Hmm, I see, that does make sense. Still, Orijen's Large Puppy is 80/20/0 where Acana's Large Puppy is 55/25/20. Just based on that, it looks like Orijen would be the better choice.

I suppose when I said "essential," I meant that even though both foods have carbs, a food that has more carbs than needed (if it's truly only for binding) is taking away from the percentage of the formula that could be meat instead, like Tuco said.


----------



## Tuco (Jan 3, 2013)

Starbuck said:


> I would love to have him on a raw diet. To be completely honest, I just don't think it's something I or the family can really stay fully committed to. Granted, I haven't looked very far into a raw diet, so correct me if I'm wrong!
> 
> In any case, my grandfather supplements his dogs' kibble with raw meat, and I will be asking him about that the next time we see him.
> 
> ...


I'm not sure what particular reason you have for being reluctant, I'm gonna assume its time and then it's not as bad as you may think. What I do is go to the butcher or raw meat provider, get the meat and organs (it will likely cost less than Orijen and acana) every month or so, than I put a mix of meats bones and organs into separate bags for each day and freeze, every night I thaw out and give in the morning, if your worried about analysis, I've got a list I prepped for another member who was asking for what to feed that has a good amount of bone organ and meat and has about the same percentages as Orijen regional red. Remember it's not an exact science, I bet not a single member on this forum knows their calcium/phosphorus ratios or even their percentage sources of calories, yet they aren't dropping like flys, lol


Sent from Petguide.com Free App


----------



## Starbuck (May 6, 2013)

Tuco said:


> I'm not sure what particular reason you have for being reluctant, I'm gonna assume its time and then it's not as bad as you may think. What I do is go to the butcher or raw meat provider, get the meat and organs (it will likely cost less than Orijen and acana) every month or so, than I put a mix of meats bones and organs into separate bags for each day and freeze, every night I thaw out and give in the morning, if your worried about analysis, I've got a list I prepped for another member who was asking for what to feed that has a good amount of bone organ and meat and has about the same percentages as Orijen regional red.
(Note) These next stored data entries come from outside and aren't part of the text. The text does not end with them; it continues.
Issue #13580, opened 2025-04-17
[VMware vSphere]: Conflict with System package


lduvnjak:
### Integration Name

VMware Carbon Black Cloud [carbon_black_cloud]

### Dataset Name

vsphere.host

### Integration Version

1.18.2

### Agent Version

8.17.3

### Agent Output Type

logstash

### Elasticsearch Version

8.17.3

### OS Version and Architecture

RHEL 9.5

### Error Message

![Image](https://github.com/user-attachments/assets/adc42882-87d4-4e8e-965d-44b5f89ef189)

### What did you do?

Installed both integrations

### What did you see?

There is a field conflict between the two integrations. It is because the vSphere integration uses a `.bytes` field suffix for it's metrics.

### What did you expect to see?

They both use the same field to store the data and not cause conflicts.

### Anything else?

As far as I can tell, it's supposed to be stored at the "root" field, aka without the `.bytes` suffix.
There is also no ECS field reference for the `system.*` metricset that I could find, the only thing I found was a reference set for [metricbeat](https://www.elastic.co/docs/reference/beats/metricbeat/metricbeat-metricset-system-memory).
Also the chosen integration is Carbon Black because there is no vSphere in the dropdown menu.

lduvnjak:
Hi @andrewkroh , as is mentioned in the issue, the integration is not actually Carbon Black.
I've selected that since there is no VMware vSphere to select from the dropdown.

Can you please update the labels accordingly?

andrewkroh:
It's in the dropdown, but the sort order is confusing since it is based on the package name (in the brackets) instead of the title.

<img width="252" alt="Image" src="https://github.com/user-attachments/assets/98bc6ea9-8234-4901-a301-3b158e01921b" />

lduvnjak:
You're right, my bad. I didn't see it next to the other VMware integrations so I assumed it's missing. Thanks again!

andrewkroh:
PR to fix the sort order: https://github.com/elastic/integrations/pull/13583

andrewkroh:
@lduvnjak Could you share the contents (as JSON) of one of the conflicting documents from `ds-metrics-vsphere.host-default-2025.04.03-000001` or `.ds-metrics-vsphere.host-prod-2025.03.13-000003` that contain the `system.memory.free` as an object.

PR #13583, opened 2025-04-17
fix(issue template): sort packages by title

andrewkroh:
## Proposed commit message

Sort the list of integrations in the issue template by title (ignoring case). Previously they were ordered by directory name which was confusing.

## Related

- https://github.com/elastic/integrations/issues/13580#issuecomment-2812766382


mrodm (approved):
:+1:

Remember it's not an exact science, I bet not a single member on this forum knows their calcium/phosphorus ratios or even their percentage sources of calories, yet they aren't dropping like flys, lol
> 
> 
> Sent from Petguide.com Free App


It mostly is because of time. But based on what you said, it looks similar to what I had planned to do either way with kibble: put the food in separate bags ahead of time so that I can easily give a measured serving each day. I wouldn't mind thinking about it, so if it's not much trouble, I would love to see your list.  I'll take a look and send it to my parents to see what they think too.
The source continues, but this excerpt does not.